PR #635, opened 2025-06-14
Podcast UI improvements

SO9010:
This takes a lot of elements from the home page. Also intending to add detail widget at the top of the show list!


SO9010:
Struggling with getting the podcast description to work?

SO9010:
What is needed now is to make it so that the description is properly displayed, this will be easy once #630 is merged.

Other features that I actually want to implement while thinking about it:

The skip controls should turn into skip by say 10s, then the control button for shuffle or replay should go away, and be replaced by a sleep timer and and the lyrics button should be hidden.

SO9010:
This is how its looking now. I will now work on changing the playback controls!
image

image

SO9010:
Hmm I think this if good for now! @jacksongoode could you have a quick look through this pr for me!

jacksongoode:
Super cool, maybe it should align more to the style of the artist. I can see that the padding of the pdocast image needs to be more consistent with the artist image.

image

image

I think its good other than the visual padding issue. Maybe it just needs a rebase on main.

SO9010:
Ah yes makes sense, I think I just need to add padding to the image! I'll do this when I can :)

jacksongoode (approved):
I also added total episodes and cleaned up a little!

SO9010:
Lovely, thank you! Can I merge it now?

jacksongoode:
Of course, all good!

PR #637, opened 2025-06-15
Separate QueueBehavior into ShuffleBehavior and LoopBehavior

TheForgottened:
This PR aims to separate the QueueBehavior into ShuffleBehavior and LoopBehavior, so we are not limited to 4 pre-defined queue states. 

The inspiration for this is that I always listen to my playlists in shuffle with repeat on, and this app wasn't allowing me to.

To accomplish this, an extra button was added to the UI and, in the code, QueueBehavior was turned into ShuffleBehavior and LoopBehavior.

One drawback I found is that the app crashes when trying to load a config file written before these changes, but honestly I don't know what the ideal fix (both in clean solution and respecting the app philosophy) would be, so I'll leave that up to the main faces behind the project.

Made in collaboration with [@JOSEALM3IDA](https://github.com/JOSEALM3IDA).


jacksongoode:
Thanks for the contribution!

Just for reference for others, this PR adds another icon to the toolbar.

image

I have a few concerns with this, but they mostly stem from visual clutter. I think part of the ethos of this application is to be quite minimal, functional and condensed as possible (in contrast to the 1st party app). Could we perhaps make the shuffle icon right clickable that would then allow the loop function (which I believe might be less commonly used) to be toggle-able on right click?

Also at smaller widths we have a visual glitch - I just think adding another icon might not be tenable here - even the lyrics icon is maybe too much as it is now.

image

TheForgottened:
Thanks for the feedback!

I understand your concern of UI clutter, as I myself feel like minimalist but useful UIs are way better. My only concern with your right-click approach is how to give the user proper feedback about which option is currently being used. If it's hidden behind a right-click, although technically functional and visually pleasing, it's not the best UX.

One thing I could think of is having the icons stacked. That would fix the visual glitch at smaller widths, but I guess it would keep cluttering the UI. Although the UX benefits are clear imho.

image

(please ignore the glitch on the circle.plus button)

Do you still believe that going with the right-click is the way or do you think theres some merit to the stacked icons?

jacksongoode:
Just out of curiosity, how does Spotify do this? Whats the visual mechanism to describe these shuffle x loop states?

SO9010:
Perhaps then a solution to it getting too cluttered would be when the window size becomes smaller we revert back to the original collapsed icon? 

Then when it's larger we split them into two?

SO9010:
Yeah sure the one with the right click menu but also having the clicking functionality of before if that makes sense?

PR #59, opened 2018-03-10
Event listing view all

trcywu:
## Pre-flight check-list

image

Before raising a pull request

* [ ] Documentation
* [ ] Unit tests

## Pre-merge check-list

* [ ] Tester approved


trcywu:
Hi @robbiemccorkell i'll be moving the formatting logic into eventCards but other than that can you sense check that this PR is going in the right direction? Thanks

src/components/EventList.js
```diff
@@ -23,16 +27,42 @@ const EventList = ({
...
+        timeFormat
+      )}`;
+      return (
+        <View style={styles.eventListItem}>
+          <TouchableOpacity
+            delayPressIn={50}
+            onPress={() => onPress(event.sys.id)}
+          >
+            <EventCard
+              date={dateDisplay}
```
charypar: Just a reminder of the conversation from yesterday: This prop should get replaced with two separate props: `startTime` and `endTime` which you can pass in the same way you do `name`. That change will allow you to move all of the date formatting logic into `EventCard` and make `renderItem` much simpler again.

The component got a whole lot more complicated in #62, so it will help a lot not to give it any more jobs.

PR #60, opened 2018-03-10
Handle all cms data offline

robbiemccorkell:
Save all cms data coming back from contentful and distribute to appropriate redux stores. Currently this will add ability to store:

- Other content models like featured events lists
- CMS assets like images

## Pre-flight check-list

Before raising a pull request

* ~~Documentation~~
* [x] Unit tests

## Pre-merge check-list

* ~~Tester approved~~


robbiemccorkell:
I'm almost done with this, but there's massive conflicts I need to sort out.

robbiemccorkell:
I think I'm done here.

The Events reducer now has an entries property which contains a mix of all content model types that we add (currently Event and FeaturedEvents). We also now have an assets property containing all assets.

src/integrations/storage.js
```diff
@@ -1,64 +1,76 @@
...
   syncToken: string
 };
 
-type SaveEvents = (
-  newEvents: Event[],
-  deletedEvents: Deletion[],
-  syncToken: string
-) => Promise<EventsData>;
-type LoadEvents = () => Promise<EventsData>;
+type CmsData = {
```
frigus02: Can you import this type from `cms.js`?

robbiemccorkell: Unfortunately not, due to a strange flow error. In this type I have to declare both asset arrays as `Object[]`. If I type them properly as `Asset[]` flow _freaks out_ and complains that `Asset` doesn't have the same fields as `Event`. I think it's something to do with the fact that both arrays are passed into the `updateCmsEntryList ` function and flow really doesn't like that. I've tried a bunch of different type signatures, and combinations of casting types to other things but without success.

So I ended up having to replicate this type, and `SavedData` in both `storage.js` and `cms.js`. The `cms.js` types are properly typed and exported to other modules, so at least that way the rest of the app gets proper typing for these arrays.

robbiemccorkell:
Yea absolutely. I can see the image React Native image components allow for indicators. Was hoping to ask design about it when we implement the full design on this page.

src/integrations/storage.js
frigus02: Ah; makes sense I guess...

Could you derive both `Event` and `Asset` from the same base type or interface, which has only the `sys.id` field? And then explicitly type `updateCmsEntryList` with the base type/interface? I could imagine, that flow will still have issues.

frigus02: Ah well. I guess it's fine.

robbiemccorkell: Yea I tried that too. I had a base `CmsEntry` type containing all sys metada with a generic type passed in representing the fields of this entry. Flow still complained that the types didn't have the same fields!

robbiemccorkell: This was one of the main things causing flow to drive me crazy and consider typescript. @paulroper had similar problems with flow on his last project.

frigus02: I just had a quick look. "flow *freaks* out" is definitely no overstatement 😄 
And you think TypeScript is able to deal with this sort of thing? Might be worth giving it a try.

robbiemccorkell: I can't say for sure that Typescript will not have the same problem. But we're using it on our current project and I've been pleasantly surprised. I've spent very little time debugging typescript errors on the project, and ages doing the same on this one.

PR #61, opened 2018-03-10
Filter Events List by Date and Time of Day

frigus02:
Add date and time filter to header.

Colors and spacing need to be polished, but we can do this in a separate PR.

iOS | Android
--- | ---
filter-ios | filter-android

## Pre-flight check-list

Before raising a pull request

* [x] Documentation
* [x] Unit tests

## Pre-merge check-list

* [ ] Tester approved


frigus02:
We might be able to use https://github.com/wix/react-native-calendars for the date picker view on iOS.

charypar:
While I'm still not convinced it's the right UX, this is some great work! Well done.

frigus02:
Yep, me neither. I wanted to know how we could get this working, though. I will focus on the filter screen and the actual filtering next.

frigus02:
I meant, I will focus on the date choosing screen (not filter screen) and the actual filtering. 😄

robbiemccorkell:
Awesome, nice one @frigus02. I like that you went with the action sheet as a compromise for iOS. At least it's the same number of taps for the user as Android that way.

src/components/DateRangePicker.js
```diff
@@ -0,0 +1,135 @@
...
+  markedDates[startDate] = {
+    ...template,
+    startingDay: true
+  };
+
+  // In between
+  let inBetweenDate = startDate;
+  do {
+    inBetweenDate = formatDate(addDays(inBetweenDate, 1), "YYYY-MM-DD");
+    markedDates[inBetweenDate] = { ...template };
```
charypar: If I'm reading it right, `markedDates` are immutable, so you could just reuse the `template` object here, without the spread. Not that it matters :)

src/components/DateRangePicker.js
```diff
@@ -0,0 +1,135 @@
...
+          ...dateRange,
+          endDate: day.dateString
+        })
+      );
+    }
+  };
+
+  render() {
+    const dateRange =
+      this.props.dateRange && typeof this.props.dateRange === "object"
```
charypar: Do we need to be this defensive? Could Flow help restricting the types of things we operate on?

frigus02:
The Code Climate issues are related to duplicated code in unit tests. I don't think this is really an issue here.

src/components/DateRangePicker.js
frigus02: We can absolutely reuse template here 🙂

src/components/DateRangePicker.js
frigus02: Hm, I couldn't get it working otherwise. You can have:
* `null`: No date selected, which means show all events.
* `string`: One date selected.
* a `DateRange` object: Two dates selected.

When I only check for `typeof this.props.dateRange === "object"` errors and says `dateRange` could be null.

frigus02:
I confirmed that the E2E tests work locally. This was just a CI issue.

◇ ◇ ◇ ◇ ◇

## Activity
Where in the entries above does the word "filtering" appear? Copy each line that has it.

## Your solution
Yep, me neither. I wanted to know how we could get this working, though. I will focus on the filter screen and the actual filtering next.
I meant, I will focus on the date choosing screen (not filter screen) and the actual filtering. 😄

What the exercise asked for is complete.